Once you find a line containing the word "deploy" in the entries below, copy it.
>>>
PR #45, opened 2025-03-31
Set up key material storage

### LINKED ISSUE #18: Key material storage
In `zcashd`, spending key material (and the HD seed it was derived from where relevant) were stored in the same BDB database as the rest of the wallet data.

`zcash_client_sqlite` (which Zallet uses as its backend) is designed to never store spending key material, due to its history as the backing library for the mobile SDKs. On mobile devices, platform-level keystores exist which are ideal for storing seed phrases or key material. However, Zallet is a desktop wallet, and therefore cannot assume the presence of these kinds of affordances.

We therefore need to decide where and how to store key material in Zallet.

str4d:
Closes #18.


Cargo.toml
```diff
@@ -80,3 +86,11 @@ tonic = "0.12"
 [patch.crates-io]
 abscissa_core = { git = "https://github.com/str4d/abscissa.git", rev = "8da8e10cad02aa4a93099cb4942b48fbdc54eb89" }
 abscissa_tokio = { git = "https://github.com/str4d/abscissa.git", rev = "8da8e10cad02aa4a93099cb4942b48fbdc54eb89" }
+age = { git = "https://github.com/str4d/rage.git", rev = "84dc1e9f641994388f107ceebdbaa00126e30e16" }
```
str4d, line 90: This is https://github.com/str4d/rage/pull/565.

zallet/src/components/keystore/db/migrations/initial_setup.rs
```diff
@@ -0,0 +1,45 @@
...
+
+pub(super) struct Migration;
+
+impl schemerz::Migration<Uuid> for Migration {
+    fn id(&self) -> Uuid {
+        MIGRATION_ID
+    }
+
+    fn dependencies(&self) -> HashSet<Uuid> {
+        V_0_15_0.iter().copied().collect()
```
str4d, line 17: This should be `V_0_16_0`, but we keep forgetting to create these constants during the `zcash_client_sqlite` release process.

Cargo.toml
daira: Reviewed and checked the hash.

deny.toml
```diff
@@ -20,6 +20,7 @@ allow = [
 ]
 exceptions = [
     { name = "arrayref", allow = ["BSD-2-Clause"] },
+    { name = "curve25519-dalek", allow = ["BSD-3-Clause"] },
```
daira, line 23: Is there a reason why we don't just put {BSD-2-Clause, BSD-3-Clause, ISC, CC0-1.0} in `allow`? Those are permissive licenses that I think are universally accepted to be compatible with Apache-2.0 and MIT.

supply-chain/config.toml
```diff
@@ -255,14 +271,18 @@ criteria = "safe-to-deploy"
...
-version = "0.2.3"
-criteria = "safe-to-deploy"
-
 [[exemptions.crypto-common]]
 version = "0.2.0-rc.1"
 criteria = "safe-to-deploy"
 
+[[exemptions.curve25519-dalek]]
+version = "4.1.0"
+criteria = "safe-to-deploy"
```
daira, line 280: There are a lot of exemptions for cryptographic dependencies being added here. Should we try to review some of them?

zallet/src/components/keystore.rs
```diff
@@ -0,0 +1,568 @@
...
+        }
+
+        *self.identities.write().await = decrypted_identities;
+
+        // Start a task to relock the keystore after the given timeout.
+        let duration = Duration::from_secs(timeout);
+        let identities = self.identities.clone();
+        *relock_task = Some((
+            SystemTime::now() + duration,
+            tokio::spawn(async move {
```
daira, line 318: This doesn't lock the mutex when it starts writing. So how do we know a write isn't in progress when we lock `self.relock_task` in order to change the timeout (in a concurrent call to `unlock`, say)?

daira (dismissed):
I am not sure about the correctness of the locking on writing identities.

zallet/src/components/keystore.rs
str4d: I don't believe there is a problem here; @daira does. I'm going to avoid the problem by awaiting `existing_timeout` after aborting it, which ensures that the write below can never be in play.

str4d:
[Force-pushed](https://github.com/zcash/wallet/compare/d21449a1a7d55298616c9c356dcf44b92de909ac..c41b4aeff911ab540d73c0ac9efb83c0eec0d629) to address review comment.

deny.toml
str4d: I'm taking the same approach here that we do in `librustzcash` and (effectively) `zcashd`. If we want to take a different approach, we should do so in separate PRs everywhere.

supply-chain/config.toml
str4d: Maybe at some point, but currently we don't have time. My general approach for these is to exempt the first time a dependency lands, and then attempt to review diffs as they occur if they are small enough.

zallet/src/config.rs
```diff
@@ -138,6 +142,15 @@ impl BuilderSection {
     }
 }
 
+/// Key store configuration section.
+#[derive(Clone, Debug, Default, Deserialize, Serialize)]
+#[serde(deny_unknown_fields)]
+pub struct KeyStoreSection {
+    /// Path to the age identity file that encrypts key material.
+    // TODO: Change this to `PathBuf` once `age::IdentityFile::from_file` supports it.
+    pub identity: String,
```
nuttycom, line 151: Why not simply convert from `PathBuf` to `String` at the use site, and have this correct from the outset?

Also do config fields have to be public?

nuttycom (changes requested):
utACK apart from one blocking question/possible bug

zallet/src/components/json_rpc/methods/get_wallet_info.rs
```diff
@@ -40,15 +44,28 @@ pub(crate) struct GetWalletInfo {
 
     /// The timestamp in seconds since epoch (midnight Jan 1 1970 GMT) that the wallet is
     /// unlocked for transfers, or 0 if the wallet is locked.
```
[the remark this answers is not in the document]
str4d: `None` (i.e. field omitted) does not mean the wallet is locked, it means the wallet is not using passphrase encryption (i.e. the identities for decrypting key material are always available in memory). The existing documentation is correct.

zallet/src/components/json_rpc/methods/get_wallet_info.rs
```diff
@@ -40,15 +44,28 @@ pub(crate) struct GetWalletInfo {
...
 
     /// The BLAKE2b-256 hash of the HD seed derived from the wallet's emergency recovery phrase.
     mnemonic_seedfp: String,
 }
 
-pub(crate) fn call() -> Response {
+pub(crate) async fn call(keystore: &KeyStore) -> Response {
     warn!("TODO: Implement getwalletinfo");
 
+    let unlocked_until = if keystore.is_crypted() {
```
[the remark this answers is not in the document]
str4d: No. Compare this to https://github.com/zcash/zcash/blob/a3435336b0c561799ac6805a27993eca3f9656df/src/wallet/rpcwallet.cpp#L2573-L2574.

zallet/src/config.rs
str4d: Conversion from `PathBuf` to `String` is potentially lossy, as paths may contain invalid UTF-8 on some systems (case in point: Windows).

Abscissa structures its apps as "library + binary that uses it", and AFAICT it usually makes config fields public in the library part so they can be accessed programmatically in tests, but I've not been fully consistent here. We will probably want to do a pass over the entire codebase at some point to normalise / decide what we want to expose in the library view.

zallet/src/components/json_rpc/methods/get_wallet_info.rs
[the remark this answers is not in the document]
nuttycom: So, I also don't understand that code, or else I don't understand what `is_crypted` means. I would think that `is_crypted` would return `false` if the secret material is available in memory, i.e. if the wallet is unlocked. If the wallet is locked (if the secret material is encrypted) then it doesn't make sense to return the `unlocked_until` field. 

If my understanding of `is_crypted` is incorrect, please rename it because it's exceedingly confusing and we shouldn't reproduce `zcashd`'s weirdness.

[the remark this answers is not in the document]
str4d: > I would think that is_crypted would return false if the secret material is available in memory, i.e. if the wallet is unlocked.

No, that's `is_locked` which is also present. `is_crypted` in `zcashd` meant "is the wallet encrypted at all", which was relevant because when it wasn't encrypted (which was the default in `zcashd`, as encryption was experimental) then all spending key material was available at any time. When the wallet is encrypted, the spending key material is only available if the wallet is also unlocked.

In Zallet, I'm requiring that all spending key material is always encrypted, but the `is_crypted` distinction is still relevant because if a non-encrypted identity is used, it means the spending key material is functionally available at any time, whereas if an encrypted identity is used, the spending key material is only available if the wallet is also unlocked.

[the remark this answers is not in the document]
str4d: Would it be clearer if I rename `is_crypted` to `is_lockable`?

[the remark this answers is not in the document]
nuttycom: Maybe rename to `uses_encrypted_identities` then? I would prefer however that this method have its semantics changed such that it could use `!keystore.is_locked()`. Given that wallet encryption was experimental in zcashd, I think that this semantic change would be okay.

nuttycom (approved):
utACK e82f2cc4a3334d69d58f2311f424c2f7c15a9bd5

nuttycom:
Clippy failures are just due to methods that are currently unused, merging.

daira (commented):
Post-hoc ACK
<<<
**RESULT FOR THIS EXERCISE:**
@@ -255,14 +271,18 @@ criteria = "safe-to-deploy"
-criteria = "safe-to-deploy"
 criteria = "safe-to-deploy"
+criteria = "safe-to-deploy"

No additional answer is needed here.